[Extracted information Boundary: Start]

PR #6513, opened 2023-12-01
Fix for --allow-hosts/--ignore-hosts options in WireGuard mode (#5930)

dsphper:
#### Description

This PR addresses issue #5930, where using the `--allow-hosts` or `--ignore-hosts` options in WireGuard mode was causing all traffic to break. The issue seems to be related to DNS resolution. 

The fix ensures that DNS traffic is handled correctly when these options are used, allowing users to filter traffic without breaking their network connection. Now, users can use `--allow-hosts` or `--ignore-hosts` to focus on specific traffic, making the network inspection process more efficient. 

This update enhances the usability of mitmproxy in WireGuard mode, especially for users who need to filter out irrelevant traffic.
#### Checklist

### DIFF
--- a/mitmproxy/addons/next_layer.py
+++ b/mitmproxy/addons/next_layer.py
@@ -225,7 +225,7 @@ class NextLayer:
         ) and client_hello.sni:
             hostnames.append(client_hello.sni)
         # If the client data is not a TLS record, try to extract the domain from the HTTP request
-        elif (host := self._extract_http1_host_header(data_client)):
+        elif host := self._extract_http1_host_header(data_client):
             hostnames.append(host)
         if not hostnames:
             return False


dsphper:
@mhils  I have submitted the PR. Please review when you have time. Thanks!

mitmproxy/addons/next_layer.py
```diff
@@ -239,6 +247,12 @@ def _ignore_connection(
         else:  # pragma: no cover
             raise AssertionError()
 
+    @staticmethod
+    def _extract_host(data_client: bytes) -> str:
```
mhils, line 251:
```suggestion
    def _extract_http1_host_header(data_client: bytes) -> str:
```
(I'd like to emphasize this is for HTTP and HTTP/1 only)

mitmproxy/addons/next_layer.py
```diff
@@ -239,6 +247,12 @@ def _ignore_connection(
...
+        pattern = rb"Host:\s+(.*?)\r\n"
```
mhils, line 252:
```suggestion
        pattern = rb"Host:\s+(.+?)\r\n"
```

mitmproxy/addons/next_layer.py
```diff
@@ -220,10 +220,18 @@ def _ignore_connection(
...
+        else:
+            if isinstance(data_client, bytes):
+                host = self._extract_host(data_client)
+                if host:
+                    hostnames.append(host)
         if not hostnames:
             return False
 
+        # Special handling for wireguard mode: if the hostname is "10.0.0.53", do not ignore the connection
+        if "wireguard" in ctx.options.mode and "10.0.0.53" in hostnames:
```
mhils, line 233: We can do a slightly more precise check here, like this:
https://github.com/mitmproxy/mitmproxy/blob/439e5264eb8aaff74aeb80588b86e13b9f0c320e/mitmproxy/addons/dns_resolver.py#L147-L148

flow.client_conn -> context.client and the same for server. :)

mitmproxy can spawn multiple proxy servers now, and this makes sure we only target the correct one.
We can also move this to the top of the method as it does not depend on collecting `hostnames`.

CHANGELOG.md
```diff
@@ -1,8 +1,7 @@
 # Release History
 
 ## Unreleased: mitmproxy next
-
-
+* Fix for --allow-hosts/--ignore-hosts options in WireGuard mode (#5930)
```
mhils, line 4: Let's add a bit more detail here. How about something like this?

- DNS resolution is now exempted from `--ignore-hosts` in WireGuard Mode.
- For plaintext traffic, `--ignore-hosts` now also takes HTTP/1 host headers into account.

Improvements welcome! 😃

mitmproxy/addons/next_layer.py
```diff
@@ -220,10 +220,18 @@ def _ignore_connection(
             client_hello := self._get_client_hello(context, data_client)
         ) and client_hello.sni:
             hostnames.append(client_hello.sni)
-
+        # If the client data is not a TLS record, try to extract the domain from the HTTP request
+        else:
+            if isinstance(data_client, bytes):
+                host = self._extract_host(data_client)
+                if host:
+                    hostnames.append(host)
```
mhils, line 228:
```suggestion
        elif host := self._extract_http1_host_header(data_client):
            hostnames.append(host)
```

`isinstance(data_client, bytes)` should always hold based on the functions type signature and the rest can be shortened a bit :)

mhils (commented):
This is highly appreciated, thanks! I've added a few minor comments below, but this is great overall. 😃

mitmproxy/addons/next_layer.py
dsphper: Hello @mhils,

Thank you for your valuable feedback. I greatly appreciate your suggestions, they make perfect sense.

CHANGELOG.md
dsphper: I wholeheartedly agree with your proposed changes.

dsphper:
> Looks great now, thanks! Let's resolve the instance check question and this is good to go. 😃现在看起来很棒，谢谢！让我们解决实例检查问题，这样就可以了。 😃

?

dsphper:
Hi @mhils ,

The `isinstance` check here is used to handle a special case in our tests. In the test `test_next_layer`, there's a scenario where `data_client` is assigned a MagicMock object, which is not of type `bytes`. Attempting to use a regular expression to match against this MagicMock object will lead to an error.

Here's the relevant code from the test:
Code Line:test/mitmproxy/addons/test_next_layer.py:334
```python
m.layer = None
nl.next_layer(m)
assert m.layer
```

In this scenario, `data_client` ends up receiving a MagicMock object instead of `bytes`. So, the `isinstance` check is used to avoid the error in this situation. 

There are two possible solutions to the issue:

1. Keep the `isinstance` check to handle this special case.
2. Modify the test to ensure `data_client` always receives a `bytes` object. This could be done by adding `monkeypatch.setattr(m, "data_client", lambda: b"example string")` before calling `nl.next_layer(m)`.

```python
m.layer = None
monkeypatch.setattr(m, "data_client", lambda: b"example string")
nl.next_layer(m)
assert m.layer
```

Either solution would resolve the issue, but it's a matter of deciding whether to handle the special case in the function or in the tests.


Given the explanation above for the `isinstance` check, I would like to know your preference on how to proceed. Do we keep the `isinstance` check to handle the special case, or should we modify the test so that `data_client` always receives a bytes object? Alternatively, do you see a better solution to handle this scenario? Your guidance on this would be greatly appreciated.

Best.

dsphper:
> See [#6513 (comment)](https://github.com/mitmproxy/mitmproxy/pull/6513#discussion_r1413331062). Does my question make sense?请参阅#6513（评论）。我的问题有意义吗？

Hi @mhils ,

The `isinstance` check here is used to handle a special case in our tests. In the test `test_next_layer`, there's a scenario where `data_client` is assigned a MagicMock object, which is not of type `bytes`. Attempting to use a regular expression to match against this MagicMock object will lead to an error.

Here's the relevant code from the test:
Code Line:test/mitmproxy/addons/test_next_layer.py:334
```python
m.layer = None
nl.next_layer(m)
assert m.layer
```

In this scenario, `data_client` ends up receiving a MagicMock object instead of `bytes`. So, the `isinstance` check is used to avoid the error in this situation. 

There are two possible solutions to the issue:

1. Keep the `isinstance` check to handle this special case.
2. Modify the test to ensure `data_client` always receives a `bytes` object. This could be done by adding `monkeypatch.setattr(m, "data_client", lambda: b"example string")` before calling `nl.next_layer(m)`.

```python
m.layer = None
monkeypatch.setattr(m, "data_client", lambda: b"example string")
nl.next_layer(m)
assert m.layer
```

Either solution would resolve the issue, but it's a matter of deciding whether to handle the special case in the function or in the tests.


Given the explanation above for the `isinstance` check, I would like to know your preference on how to proceed. Do we keep the `isinstance` check to handle the special case, or should we modify the test so that `data_client` always receives a bytes object? Alternatively, do you see a better solution to handle this scenario? Your guidance on this would be greatly appreciated.

Best.

mhils:
Let's fix the test and remove the check. Thanks! 😃

mhils (approved):
Thank you so much! 😃 🍰

dsphper:
> Thank you so much! 😃 🍰太感谢了！ 😃🍰

😄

[Extracted information Boundary: End]

## Work instructions
Retype each of the preceding records exactly as printed.

## Final answer
PR #6513, opened 2023-12-01
Fix for --allow-hosts/--ignore-hosts options in WireGuard mode (#5930)

dsphper:
#### Description

This PR addresses issue #5930, where using the `--allow-hosts` or `--ignore-hosts` options in WireGuard mode was causing all traffic to break. The issue seems to be related to DNS resolution. 

The fix ensures that DNS traffic is handled correctly when these options are used, allowing users to filter traffic without breaking their network connection. Now, users can use `--allow-hosts` or `--ignore-hosts` to focus on specific traffic, making the network inspection process more efficient. 

This update enhances the usability of mitmproxy in WireGuard mode, especially for users who need to filter out irrelevant traffic.
#### Checklist

### DIFF
--- a/mitmproxy/addons/next_layer.py
+++ b/mitmproxy/addons/next_layer.py
@@ -225,7 +225,7 @@ class NextLayer:
         ) and client_hello.sni:
             hostnames.append(client_hello.sni)
         # If the client data is not a TLS record, try to extract the domain from the HTTP request
-        elif (host := self._extract_http1_host_header(data_client)):
+        elif host := self._extract_http1_host_header(data_client):
             hostnames.append(host)
         if not hostnames:
             return False


dsphper:
@mhils  I have submitted the PR. Please review when you have time. Thanks!

mitmproxy/addons/next_layer.py
```diff
@@ -239,6 +247,12 @@ def _ignore_connection(
         else:  # pragma: no cover
             raise AssertionError()
 
+    @staticmethod
+    def _extract_host(data_client: bytes) -> str:
```
mhils, line 251:
```suggestion
    def _extract_http1_host_header(data_client: bytes) -> str:
```
(I'd like to emphasize this is for HTTP and HTTP/1 only)

mitmproxy/addons/next_layer.py
```diff
@@ -239,6 +247,12 @@ def _ignore_connection(
...
+        pattern = rb"Host:\s+(.*?)\r\n"
```
mhils, line 252:
```suggestion
        pattern = rb"Host:\s+(.+?)\r\n"
```

mitmproxy/addons/next_layer.py
```diff
@@ -220,10 +220,18 @@ def _ignore_connection(
...
+        else:
+            if isinstance(data_client, bytes):
+                host = self._extract_host(data_client)
+                if host:
+                    hostnames.append(host)
         if not hostnames:
             return False
 
+        # Special handling for wireguard mode: if the hostname is "10.0.0.53", do not ignore the connection
+        if "wireguard" in ctx.options.mode and "10.0.0.53" in hostnames:
```
mhils, line 233: We can do a slightly more precise check here, like this:
https://github.com/mitmproxy/mitmproxy/blob/439e5264eb8aaff74aeb80588b86e13b9f0c320e/mitmproxy/addons/dns_resolver.py#L147-L148

flow.client_conn -> context.client and the same for server. :)

mitmproxy can spawn multiple proxy servers now, and this makes sure we only target the correct one.
We can also move this to the top of the method as it does not depend on collecting `hostnames`.

CHANGELOG.md
```diff
@@ -1,8 +1,7 @@
 # Release History
 
 ## Unreleased: mitmproxy next
-
-
+* Fix for --allow-hosts/--ignore-hosts options in WireGuard mode (#5930)
```
mhils, line 4: Let's add a bit more detail here. How about something like this?

- DNS resolution is now exempted from `--ignore-hosts` in WireGuard Mode.
- For plaintext traffic, `--ignore-hosts` now also takes HTTP/1 host headers into account.

Improvements welcome! 😃

mitmproxy/addons/next_layer.py
```diff
@@ -220,10 +220,18 @@ def _ignore_connection(
             client_hello := self._get_client_hello(context, data_client)
         ) and client_hello.sni:
             hostnames.append(client_hello.sni)
-
+        # If the client data is not a TLS record, try to extract the domain from the HTTP request
+        else:
+            if isinstance(data_client, bytes):
+                host = self._extract_host(data_client)
+                if host:
+                    hostnames.append(host)
```
mhils, line 228:
```suggestion
        elif host := self._extract_http1_host_header(data_client):
            hostnames.append(host)
```

`isinstance(data_client, bytes)` should always hold based on the functions type signature and the rest can be shortened a bit :)

mhils (commented):
This is highly appreciated, thanks! I've added a few minor comments below, but this is great overall. 😃

mitmproxy/addons/next_layer.py
dsphper: Hello @mhils,

Thank you for your valuable feedback. I greatly appreciate your suggestions, they make perfect sense.

CHANGELOG.md
dsphper: I wholeheartedly agree with your proposed changes.

dsphper:
> Looks great now, thanks! Let's resolve the instance check question and this is good to go. 😃现在看起来很棒，谢谢！让我们解决实例检查问题，这样就可以了。 😃

?

dsphper:
Hi @mhils ,

The `isinstance` check here is used to handle a special case in our tests. In the test `test_next_layer`, there's a scenario where `data_client` is assigned a MagicMock object, which is not of type `bytes`. Attempting to use a regular expression to match against this MagicMock object will lead to an error.

Here's the relevant code from the test:
Code Line:test/mitmproxy/addons/test_next_layer.py:334
```python
m.layer = None
nl.next_layer(m)
assert m.layer
```

In this scenario, `data_client` ends up receiving a MagicMock object instead of `bytes`. So, the `isinstance` check is used to avoid the error in this situation. 

There are two possible solutions to the issue:

1. Keep the `isinstance` check to handle this special case.
2. Modify the test to ensure `data_client` always receives a `bytes` object. This could be done by adding `monkeypatch.setattr(m, "data_client", lambda: b"example string")` before calling `nl.next_layer(m)`.

```python
m.layer = None
monkeypatch.setattr(m, "data_client", lambda: b"example string")
nl.next_layer(m)
assert m.layer
```

Either solution would resolve the issue, but it's a matter of deciding whether to handle the special case in the function or in the tests.


Given the explanation above for the `isinstance` check, I would like to know your preference on how to proceed. Do we keep the `isinstance` check to handle the special case, or should we modify the test so that `data_client` always receives a bytes object? Alternatively, do you see a better solution to handle this scenario? Your guidance on this would be greatly appreciated.

Best.

dsphper:
> See [#6513 (comment)](https://github.com/mitmproxy/mitmproxy/pull/6513#discussion_r1413331062). Does my question make sense?请参阅#6513（评论）。我的问题有意义吗？

Hi @mhils ,

The `isinstance` check here is used to handle a special case in our tests. In the test `test_next_layer`, there's a scenario where `data_client` is assigned a MagicMock object, which is not of type `bytes`. Attempting to use a regular expression to match against this MagicMock object will lead to an error.

Here's the relevant code from the test:
Code Line:test/mitmproxy/addons/test_next_layer.py:334
```python
m.layer = None
nl.next_layer(m)
assert m.layer
```

In this scenario, `data_client` ends up receiving a MagicMock object instead of `bytes`. So, the `isinstance` check is used to avoid the error in this situation. 

There are two possible solutions to the issue:

1. Keep the `isinstance` check to handle this special case.
2. Modify the test to ensure `data_client` always receives a `bytes` object. This could be done by adding `monkeypatch.setattr(m, "data_client", lambda: b"example string")` before calling `nl.next_layer(m)`.

```python
m.layer = None
monkeypatch.setattr(m, "data_client", lambda: b"example string")
nl.next_layer(m)
assert m.layer
```

Either solution would resolve the issue, but it's a matter of deciding whether to handle the special case in the function or in the tests.


Given the explanation above for the `isinstance` check, I would like to know your preference on how to proceed. Do we keep the `isinstance` check to handle the special case, or should we modify the test so that `data_client` always receives a bytes object? Alternatively, do you see a better solution to handle this scenario? Your guidance on this would be greatly appreciated.

Best.

mhils:
Let's fix the test and remove the check. Thanks! 😃

mhils (approved):
Thank you so much! 😃 🍰

dsphper:
> Thank you so much! 😃 🍰太感谢了！ 😃🍰

😄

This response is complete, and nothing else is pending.